Data for this task:
PR #60, opened 2020-03-03
eclipse- prefix in service names

soheilade:
currently all service names start with eclipse-, I updated readme accordingly.
Signed-off-by: SOHEILA DEHGHANZADEH <s.dehghanzadeh@denso-auto.de>


ctron:
Thank you @soheilade for the PR. I think it looks good, but there are two formalities missing:
* You need it increment the char version, a +1 on the micro version part should be fine
* You need to sign the ECA, and add the `Signed-off-by:` git footer with the e-mail address you signed the ECA for -> https://www.eclipse.org/legal/ECA.php … you will also need to update and force push the current commit.

Let me know if you need any help with this.

PR #62, opened 2020-03-04
added kubeval to github actions pipeline

monotek:
kubeval is a tool for validating a Kubernetes YAML or JSON configuration file. It does so using schemas generated from the Kubernetes OpenAPI specification, and therefore can validate schemas for multiple versions of Kubernetes.

changes:
* added kubeval to github actions pipeline
* removed rm from lint-scripts.sh (is removed anyway)
* added chart-dirs option to ct.yaml to use packages dir too

info: 
* https://github.com/instrumenta/kubeval
* https://kubeval.instrumenta.dev/

### DIFF
--- a/.github/kubeval.sh
+++ b/.github/kubeval.sh
@@ -1,0 +1,45 @@
+#!/bin/bash
+#
+# use kubeval to validate helm generated kubernetes manifest
+#
+
+# Copyright (c) 2019 Contributors to the Eclipse Foundation
+#
+# See the NOTICE file(s) distributed with this work for additional
+# information regarding copyright ownership.
+#
+# This program and the accompanying materials are made available under the
+# terms of the Eclipse Public License 2.0 which is available at
+# http://www.eclipse.org/legal/epl-2.0
+#
+# SPDX-License-Identifier: EPL-2.0
+
+set -o errexit
+set -o pipefail
+
+CHART_DIRS="$(git diff --find-renames --name-only "$(git rev-parse --abbrev-ref HEAD)" remotes/origin/master -- charts packages | grep '[cC]hart.yaml' | sed -e 's#/[Cc]hart.yaml##g')"
+HELM_VERSION="v3.1.1"
+KUBEVAL_VERSION="0.14.0"
+SCHEMA_LOCATION="https://raw.githubusercontent.com/instrumenta/kubernetes-json-schema/master/"
+
+# install helm
+curl --silent --show-error --fail --location --output get_helm.sh https://raw.githubusercontent.com/kubernetes/helm/master/scripts/get
+chmod 700 get_helm.sh
+./get_helm.sh --version "${HELM_VERSION}"
+
+# install kubeval
+curl --silent --show-error --fail --location --output /tmp/kubeval.tar.gz https://github.com/instrumenta/kubeval/releases/download/"${KUBEVAL_VERSION}"/kubeval-linux-amd64.tar.gz
+sudo tar -C /usr/local/bin -xf /tmp/kubeval.tar.gz kubeval
+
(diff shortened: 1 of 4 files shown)


.github/workflows/ci.yaml
```diff
@@ -40,10 +40,25 @@ jobs:
...
+  kubeval-chart:
+    runs-on: ubuntu-latest
+    needs: check-for-chart-changes
+    steps:
+      - name: Checkout
+        uses: actions/checkout@v1
+      - name: Set user permissions
+        run: chmod -R 777 /home/runner/work
+      - name: Run kubeval
+        uses: docker://kiwigrid/gcloud-kubectl-helm
```
ctron: Could you explain what this is doing?

.github/kubeval.sh
```diff
@@ -0,0 +1,22 @@
+#!/bin/bash
```
ctron: It would be good to have an understanding of the copyright of this file. I am assuming you are the original author of it.

monotek:
> Could you explain what the goal of this PR is.

added it to description

.github/workflows/ci.yaml
monotek: > Could you explain what this is doing?

checks out repo
set file permissions whats a workaround for wrong /home dir in github actions
uses kiwigrids gcloud-kubectl-helm docker image which contains kubeval binary to validate the helm template

.github/kubeval.sh
monotek: added license header

.github/workflows/ci.yaml
ctron: I would like to avoid adding additional container images. Especially as this isn't versioned.

Why not pull in the binary from https://github.com/instrumenta/kubeval/releases with `curl` instead?

monotek: because its not only the kubeval binary you need.
helm binary is also needed and has to be initialised.
added the docker tag now.

ctron: So to me this sounds more like something we should then add to the packages project. As it wouldn't be possible for IoT Packages committers to make any changes to this docker image in the future.

monotek: i've changed the pr to not use docker.

ctron:
Two things came into my mind, which I didn't think of in the first place:

* Which version of Kubernetes does this validate for?
* Will it still be possible to use CRDs, which are not known to kubeval?

monotek:
> * Which version of Kubernetes does this validate for?

I've added an k8s version matrix now, to validate against same major versions as the chart is installed in kind. Minor versions defer at the moment as https://github.com/instrumenta/kubernetes-json-schema does not contain all versions we use for kind. I'll try to update the repo via pr later.

> * Will it still be possible to use CRDs, which are not known to kubeval?

Yes. I've dded the "--ignore-missing-schemas" flag.

ctron:
> > * Which version of Kubernetes does this validate for?
> 
> I've added an k8s version matrix now, to validate against same major versions as the chart is installed in kind. Minor versions defer at the moment as https://github.com/instrumenta/kubernetes-json-schema does not contain all versions we use for kind. I'll try to update the repo via pr later.

By major you mean minor? And by minor you mean micro/service/patch? If that is the case, then I think we are good.

> 
> > * Will it still be possible to use CRDs, which are not known to kubeval?
> 
> Yes. I've dded the "--ignore-missing-schemas" flag.

Thx!

monotek:
yep, i've mixed that up, sorry...

ctron:
> yep, i've mixed that up, sorry...

no worries, I just wanted to ensure I did not miss the release of K8S 2.0 :grin:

Exercise prompt:
Retype only this range exactly: the first line of the data through the line where "should be fine" appears.

Task response:
PR #60, opened 2020-03-03
eclipse- prefix in service names

soheilade:
currently all service names start with eclipse-, I updated readme accordingly.
Signed-off-by: SOHEILA DEHGHANZADEH <s.dehghanzadeh@denso-auto.de>


ctron:
Thank you @soheilade for the PR. I think it looks good, but there are two formalities missing:
* You need it increment the char version, a +1 on the micro version part should be fine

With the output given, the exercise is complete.